Saved entries:

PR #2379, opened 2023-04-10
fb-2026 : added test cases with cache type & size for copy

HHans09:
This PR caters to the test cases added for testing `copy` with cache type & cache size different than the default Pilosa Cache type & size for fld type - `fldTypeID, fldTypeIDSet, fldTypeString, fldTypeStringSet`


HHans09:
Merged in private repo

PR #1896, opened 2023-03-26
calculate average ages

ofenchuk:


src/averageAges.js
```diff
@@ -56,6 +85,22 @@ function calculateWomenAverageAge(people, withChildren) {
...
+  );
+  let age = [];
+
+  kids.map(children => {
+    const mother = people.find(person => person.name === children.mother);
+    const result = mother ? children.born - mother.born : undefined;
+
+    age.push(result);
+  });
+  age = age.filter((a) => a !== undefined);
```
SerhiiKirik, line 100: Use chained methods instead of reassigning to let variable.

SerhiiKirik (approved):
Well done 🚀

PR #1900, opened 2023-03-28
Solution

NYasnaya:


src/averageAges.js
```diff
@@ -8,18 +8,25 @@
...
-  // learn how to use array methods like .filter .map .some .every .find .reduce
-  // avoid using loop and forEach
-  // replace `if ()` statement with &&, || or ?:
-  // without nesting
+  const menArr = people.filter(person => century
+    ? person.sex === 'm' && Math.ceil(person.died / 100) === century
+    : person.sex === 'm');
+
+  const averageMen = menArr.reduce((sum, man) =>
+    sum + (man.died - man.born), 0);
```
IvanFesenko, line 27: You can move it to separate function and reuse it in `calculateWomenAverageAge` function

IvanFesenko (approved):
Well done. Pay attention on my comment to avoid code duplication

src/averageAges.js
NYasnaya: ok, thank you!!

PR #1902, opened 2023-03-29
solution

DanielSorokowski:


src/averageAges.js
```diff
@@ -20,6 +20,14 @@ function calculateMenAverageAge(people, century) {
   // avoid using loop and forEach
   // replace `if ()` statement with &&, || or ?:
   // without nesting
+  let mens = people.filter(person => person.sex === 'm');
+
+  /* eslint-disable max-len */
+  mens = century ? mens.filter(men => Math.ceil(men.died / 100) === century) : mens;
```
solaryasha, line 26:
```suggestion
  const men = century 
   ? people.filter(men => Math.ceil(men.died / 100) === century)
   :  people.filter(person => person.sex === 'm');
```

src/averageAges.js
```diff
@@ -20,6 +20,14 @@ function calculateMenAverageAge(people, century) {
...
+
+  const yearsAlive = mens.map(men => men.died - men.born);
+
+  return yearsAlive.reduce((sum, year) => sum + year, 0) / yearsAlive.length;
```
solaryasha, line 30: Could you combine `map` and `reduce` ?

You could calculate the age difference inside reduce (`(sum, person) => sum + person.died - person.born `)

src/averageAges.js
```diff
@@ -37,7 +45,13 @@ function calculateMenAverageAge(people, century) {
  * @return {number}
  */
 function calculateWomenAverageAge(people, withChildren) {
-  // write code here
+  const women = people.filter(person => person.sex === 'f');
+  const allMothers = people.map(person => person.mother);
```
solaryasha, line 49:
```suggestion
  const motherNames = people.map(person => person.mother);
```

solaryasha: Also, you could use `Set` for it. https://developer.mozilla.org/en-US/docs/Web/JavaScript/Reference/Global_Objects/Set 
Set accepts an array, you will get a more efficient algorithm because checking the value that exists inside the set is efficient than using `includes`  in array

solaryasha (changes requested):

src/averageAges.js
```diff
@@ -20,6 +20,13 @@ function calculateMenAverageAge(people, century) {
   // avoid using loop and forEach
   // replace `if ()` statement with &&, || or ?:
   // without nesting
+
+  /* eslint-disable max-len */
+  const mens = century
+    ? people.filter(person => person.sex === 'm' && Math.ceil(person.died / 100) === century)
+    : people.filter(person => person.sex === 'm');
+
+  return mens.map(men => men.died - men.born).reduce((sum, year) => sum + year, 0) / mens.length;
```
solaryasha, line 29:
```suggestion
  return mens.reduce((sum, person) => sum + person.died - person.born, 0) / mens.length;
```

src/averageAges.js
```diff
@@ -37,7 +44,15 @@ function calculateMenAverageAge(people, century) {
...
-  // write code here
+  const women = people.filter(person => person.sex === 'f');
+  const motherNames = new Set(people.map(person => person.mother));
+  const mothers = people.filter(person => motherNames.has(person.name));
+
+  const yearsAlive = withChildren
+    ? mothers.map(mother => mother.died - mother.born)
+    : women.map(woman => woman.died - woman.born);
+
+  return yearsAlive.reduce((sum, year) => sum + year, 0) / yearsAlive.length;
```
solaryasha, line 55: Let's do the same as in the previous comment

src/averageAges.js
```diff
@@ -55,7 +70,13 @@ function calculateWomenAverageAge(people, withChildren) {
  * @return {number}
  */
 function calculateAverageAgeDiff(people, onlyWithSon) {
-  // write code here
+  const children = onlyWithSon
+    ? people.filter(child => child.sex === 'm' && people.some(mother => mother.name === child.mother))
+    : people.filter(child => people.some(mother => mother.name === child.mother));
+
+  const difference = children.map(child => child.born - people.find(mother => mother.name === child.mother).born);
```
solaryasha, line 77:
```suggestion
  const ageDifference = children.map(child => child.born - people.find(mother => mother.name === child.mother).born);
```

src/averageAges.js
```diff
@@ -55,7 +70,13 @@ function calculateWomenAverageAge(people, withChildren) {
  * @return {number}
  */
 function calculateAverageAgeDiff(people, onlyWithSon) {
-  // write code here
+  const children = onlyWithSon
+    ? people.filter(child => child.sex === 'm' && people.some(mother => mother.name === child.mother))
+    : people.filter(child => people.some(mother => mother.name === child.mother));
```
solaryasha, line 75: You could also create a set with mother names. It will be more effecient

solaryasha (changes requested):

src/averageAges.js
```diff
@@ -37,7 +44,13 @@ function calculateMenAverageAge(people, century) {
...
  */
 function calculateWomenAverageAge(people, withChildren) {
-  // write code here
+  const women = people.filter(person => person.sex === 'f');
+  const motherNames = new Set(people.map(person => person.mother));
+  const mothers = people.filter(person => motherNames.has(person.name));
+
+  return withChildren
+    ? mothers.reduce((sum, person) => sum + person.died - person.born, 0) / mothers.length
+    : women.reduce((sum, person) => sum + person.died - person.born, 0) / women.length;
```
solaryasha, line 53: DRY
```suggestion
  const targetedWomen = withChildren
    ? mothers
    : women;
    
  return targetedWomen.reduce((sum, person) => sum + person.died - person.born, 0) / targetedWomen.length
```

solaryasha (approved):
---
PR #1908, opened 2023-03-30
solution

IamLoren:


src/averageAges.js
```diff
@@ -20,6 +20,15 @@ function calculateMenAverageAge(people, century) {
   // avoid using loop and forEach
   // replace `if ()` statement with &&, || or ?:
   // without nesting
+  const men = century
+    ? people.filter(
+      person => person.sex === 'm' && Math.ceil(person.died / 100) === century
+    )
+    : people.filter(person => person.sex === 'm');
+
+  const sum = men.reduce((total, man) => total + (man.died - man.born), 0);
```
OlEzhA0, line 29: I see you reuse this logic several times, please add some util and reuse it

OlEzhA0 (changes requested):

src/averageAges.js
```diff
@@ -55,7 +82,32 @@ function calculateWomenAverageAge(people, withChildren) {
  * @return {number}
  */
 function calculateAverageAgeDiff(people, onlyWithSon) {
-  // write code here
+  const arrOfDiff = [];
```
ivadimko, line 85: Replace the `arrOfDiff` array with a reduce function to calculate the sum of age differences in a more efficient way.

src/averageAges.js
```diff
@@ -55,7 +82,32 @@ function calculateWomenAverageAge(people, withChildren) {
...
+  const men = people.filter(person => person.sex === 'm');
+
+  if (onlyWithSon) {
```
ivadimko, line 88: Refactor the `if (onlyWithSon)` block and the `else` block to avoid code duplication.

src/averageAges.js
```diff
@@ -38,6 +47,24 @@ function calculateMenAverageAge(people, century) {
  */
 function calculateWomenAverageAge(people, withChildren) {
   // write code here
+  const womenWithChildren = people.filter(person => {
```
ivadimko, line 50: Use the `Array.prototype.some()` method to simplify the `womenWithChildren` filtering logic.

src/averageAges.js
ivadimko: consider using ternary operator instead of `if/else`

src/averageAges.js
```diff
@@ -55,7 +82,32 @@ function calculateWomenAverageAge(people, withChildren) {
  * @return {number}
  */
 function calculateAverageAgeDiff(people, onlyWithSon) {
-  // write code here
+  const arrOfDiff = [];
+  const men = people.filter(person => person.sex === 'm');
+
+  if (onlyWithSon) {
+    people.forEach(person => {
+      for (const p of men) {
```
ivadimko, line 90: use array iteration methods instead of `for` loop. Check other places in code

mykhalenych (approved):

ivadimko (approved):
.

* [What is expected]
Search the entries for "some" and copy each matching line.

* [Output of the task]
-  // learn how to use array methods like .filter .map .some .every .find .reduce
+    ? people.filter(child => child.sex === 'm' && people.some(mother => mother.name === child.mother))
+    : people.filter(child => people.some(mother => mother.name === child.mother));
+    ? people.filter(child => child.sex === 'm' && people.some(mother => mother.name === child.mother))
+    : people.filter(child => people.some(mother => mother.name === child.mother));
OlEzhA0, line 29: I see you reuse this logic several times, please add some util and reuse it
ivadimko, line 50: Use the `Array.prototype.some()` method to simplify the `womenWithChildren` filtering logic.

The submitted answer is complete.